There is also the totally-foreseen consequence of making the Vivid Girl not want to go to bed. This was easy to predict because she has never ever once in her whole life wanted to go to bed. But over the past six years we have actually developed a bedtime routine that usually results in her being asleep sometime before nine’o'clock if we’re lucky. The excitement of having a Toddler from Panama to bathe with and read to has been a very sweet disruption to our bedtime routine. The wrathful disappointment of having a Toddler from Panama who is still out with her parents when bedtime arrives has been a little less sweet but just as disruptive.
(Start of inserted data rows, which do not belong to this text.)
PR #7296, opened 2024-10-03
Fix possibility of obfuscator secrets being supplied incorrectly

### LINKED ISSUE #7268: Make lib.obfuscator raise missingsecret exception when the secret is an empty/whitespace-only string
turns out github actions will happily use secrets not declared in the project but set them to an empty string which passes the "is not none" check in create_release

Miepee:
Fixes #7268

### DIFF
--- a/tools/create_release.py
+++ b/tools/create_release.py
@@ -183,7 +183,7 @@ async def main():
     icon_path = randovania.get_icon_path()
     shutil.copyfile(icon_path, icon_path.with_name("executable_icon.ico"))
 
-    if (secret := os.environ.get("OBFUSCATOR_SECRET")) is not None:
+    if (secret := os.environ.get("OBFUSCATOR_SECRET")) is not None and len(secret) >= 1 and not secret.isspace():
         write_obfuscator_secret(
             _ROOT_FOLDER.joinpath("randovania", "lib", "obfuscator_secret.py"),
             secret.encode("ascii"),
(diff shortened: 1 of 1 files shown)


tools/create_release.py
```diff
@@ -183,7 +183,7 @@ async def main():
     icon_path = randovania.get_icon_path()
     shutil.copyfile(icon_path, icon_path.with_name("executable_icon.ico"))
 
-    if (secret := os.environ.get("OBFUSCATOR_SECRET")) is not None:
+    if (secret := os.environ.get("OBFUSCATOR_SECRET")) is not None and len(secret) >= 1 and not secret.isspace():
```
henriquegemignani, line 186: maybe this?
```python
secret = os.environ.get("OBFUSCATOR_SECRET", "")
if secret.trim() and not secret.isspace():
```

henriquegemignani (changes requested):

tools/create_release.py
Miepee: What is `trim` supposed to be for a function? Do you mean strip?

henriquegemignani: probably, too used to different names in different languages

Miepee: doesn't work then.
Stripping an empty string, results in an empty string. and isspace only works on strings with length bigger than 0.
```py
>>> s = ""
>>> s.strip().isspace()
False
>>> 
```

henriquegemignani: I did suggest both conditions?

Miepee: oh, i got switched up by it. forget sometimes that a string itself can be truthy.

henriquegemignani (approved):

PR #7298, opened 2024-10-04
Fusion: use better templates for freezing enemies

Miepee:


JeffGainsNGames:
How is the s4.json a -200 line diff only?

Miepee:
Github just displays it weird. if you look at the actual diff you'll see that there are additions too
grafik

SchwartzGandhi (approved):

But still we are enjoying having our friends with us, and it is very touching and sweet to see our two girls having such a good time together, and the sweetness of seeing our child reading to a younger child who is wearing her old pajamas and tucked in to her very own bed is more than compensation for any minor disruptions in our daily routine.

So naturally when my friend called and said that she had to leave town for a family emergency and asked if we could take her dog for a week or so, I said YES! OF COURSE! FOR AS LONG AS YOU LIKE!

And I meant it.

And for being able to say that, and mean it, after the busy days I’ve been having…. for that, I am truly grateful.